父の言葉といつもの明るさのおかげで、前向きに考えられるようになりました。

コロナ禍では、物理的に実店舗を開けられませんでした。
それなら「普段できないことをやってみよう」と、ネットショップを中心とした、Webサイトの整備に着手することにしたんです。
もともと、BASEでネットショップは開いていました。ただ、作ったのはいいものの、とくに積極的には活用していませんでした。
でも、いざ商品の説明文を書いて写真を登録してみると、操作はかんたん。
販売を開始してみたら、なんとすぐに売れたんです。
実店舗ではなくても、商品を求めてくれる方は必ずいる。ご来店いただく以外の、新しい商品の届け方を見つけられて、とてもうれしかったことを憶えています。
そこで、ネットショップと同時に、<前川印傳>を紹介するWebサイトも、友人の力を借りて制作しました。
<前川印傳>の説明や、職人の想い、商品に使っている和柄の意味など、日ごろの接客の中でお客様にお伝えしている内容を盛り込みました。

コロナ禍が落ち着いた今でも、ネットショップは続けています。お店に来ていただいた方にも、ご案内しています。
ネットに慣れていない従業員も、問題なく使えていますね。
コロナ禍をきっかけに、ネットショップというもう一つの販路が、確立されつつあります。

伝統を、ただ継承するのではない。
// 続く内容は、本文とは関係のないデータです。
PR #894, opened 2019-04-16
test: fix placeOrderAndBroadcast race condition

sangaman:
This attempts to fix a potential race condition that occasionally caused the simulation tests to fail. In `placeOrderAndBroadcast` we call `SubscribeAddedOrders` on node A, then immediately place an order on node B, which immediately broadcasts the order to node A. It's possible that the order subscription is not active on node A by the time it hears about the order since there's no latency between nodes.

This fix calls `ListPeers` after `SubscribeAddedOrders` to ensure that the two nodes are still connected and moves the `getOrdersCount` call to after `SubscribeAddedOrders`. This in turn creates a slight delay between subscribing for added orders and adding the order, resolving the race.

### DIFF
--- a/test/simulation/actions.go
+++ b/test/simulation/actions.go
@@ -70,12 +70,24 @@ func (*actions) connect(ctx context.Context, assert *require.Assertions, srcNode
 
 func (*actions) placeOrderAndBroadcast(ctx context.Context, assert *require.Assertions, srcNode, destNode *xudtest.HarnessNode,
 	req *xudrpc.PlaceOrderRequest) *xudrpc.Order {
-	// 	Fetch nodes current order book state.
+	// Subscribe to added orders on destNode
+	destNodeAddedOrderChan := subscribeAddedOrders(ctx, destNode)
+
+	// Fetch nodes current order book state.
 	prevSrcNodeCount, prevDestNodeCount, err := getOrdersCount(ctx, srcNode, destNode)
 	assert.NoError(err)
 
-	// Subscribe to added orders on destNode
-	destNodeAddedOrderChan := subscribeAddedOrders(ctx, destNode)
+	// Ensure that destNode is connected to srcNode
+	resListPeers, err := destNode.Client.ListPeers(context.Background(), &xudrpc.ListPeersRequest{})
+	assert.NoError(err)
+	hasPeer := false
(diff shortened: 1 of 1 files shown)


test/simulation/actions.go
```diff
@@ -70,12 +70,18 @@ func (*actions) connect(ctx context.Context, assert *require.Assertions, srcNode
...
 	// 	Fetch nodes current order book state.
 	prevSrcNodeCount, prevDestNodeCount, err := getOrdersCount(ctx, srcNode, destNode)
 	assert.NoError(err)
 
-	// Subscribe to added orders on destNode
-	destNodeAddedOrderChan := subscribeAddedOrders(ctx, destNode)
+	// Ensure that destNode is connected to srcNode
+	resListPeers, err := destNode.Client.ListPeers(context.Background(), &xudrpc.ListPeersRequest{})
+	assert.NoError(err)
+	assert.Len(resListPeers.Peers, 1)
```
moshababo: Node might have more peers connected. Just need to check that this peer is connected, not that it's the only one.

sangaman: Good point.

sangaman:
> Did you also try to replace listPeers with a timeout/sleep to test how long the latency is?

I haven't tried testing that, I would guess that the latency is virtually nothing, but that the subscribe orders and place order call are happening almost simultaneously from the tests but being handled asynchronously by xud and that the order is guaranteed. I wouldn't be surprised if a millisecond is enough to wait between calls, because the starting the subscription isn't computationally expensive at all.

I'll probably merge this after handling moshe's comment above so that I can have reliable tests while working on a separate branch.

sangaman:
A test just failed due to a similar timeout error in a different place (this time right after subscribing to removed orders), so I'm going to fix that as well and scan the rest of the tests if there's anywhere else where we set up an order subscription that may be vulnerable to the same issue.

```
    --- FAIL: TestExchangeUnionDaemon/order_broadcast_and_invalidation (5.00s)
        require.go:794: 
            	Error Trace:	actions.go:151
            	            				xud_test.go:143
            	            				xud_test.go:180
            	            				xud_test.go:405
            	            	timeout reached before event was received
            	Test:       	TestExchangeUnionDaemon/order_broadcast_and_invalidation
```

「お客様の声」からつねに新しい風を

印傳は、先ほど言ったとおり、「色合いが暗い」という印象がやはり強い。
その固定観念を払う意味でも、当社では、華やかな色合いが楽しめるデザインのカバンやお財布などを製作しています。
色が明るく鮮やかで、洋服にも合わせられる、そして若い方にも持ってもらえるような、新しい印傳のかたちを目指しています。

この方針の根幹は、「お客さまの声を聞く」ということ。
これは、<前川印傳>の初代から受け継がれた姿勢です。なので、いまでも職人がお店に立ち、お客様の声に耳を傾けています。

ご来店いただいた方の店頭での反応や、オーダーメイドで承った要望など、お客様の声を商品に反映させる。
だからこその商品との向き合い方、商品開発ができる。
お客様の声から、新商品が生まれたり、定番商品を改良するアイデアとして取り入れたりもしています。
初代から大切にしてきた、お客様と商品への真摯な姿勢を、<前川印傳>は受け継いでいます。

こうした新たな試みは、商品開発だけに限ったものではありません。
コロナ禍をきっかけに見出した、ネットショップという新しいお客様への届け方も、拡充していきたいと考えています。
やはり、海外のお客様にも届けたいですね。
海外の方に、旅行をきっかけに<前川印傳>を知っていただき、帰国後もオンラインで商品を買うことができる。新たなリピーターやファンを創出する機会になる、と考えています。

400年続いてきた印傳を受け継ぎながら、新たな販路であるネットショップでたくさんのお客様に届けていく。そして、伝統を継承しながら、発展させていきたいです。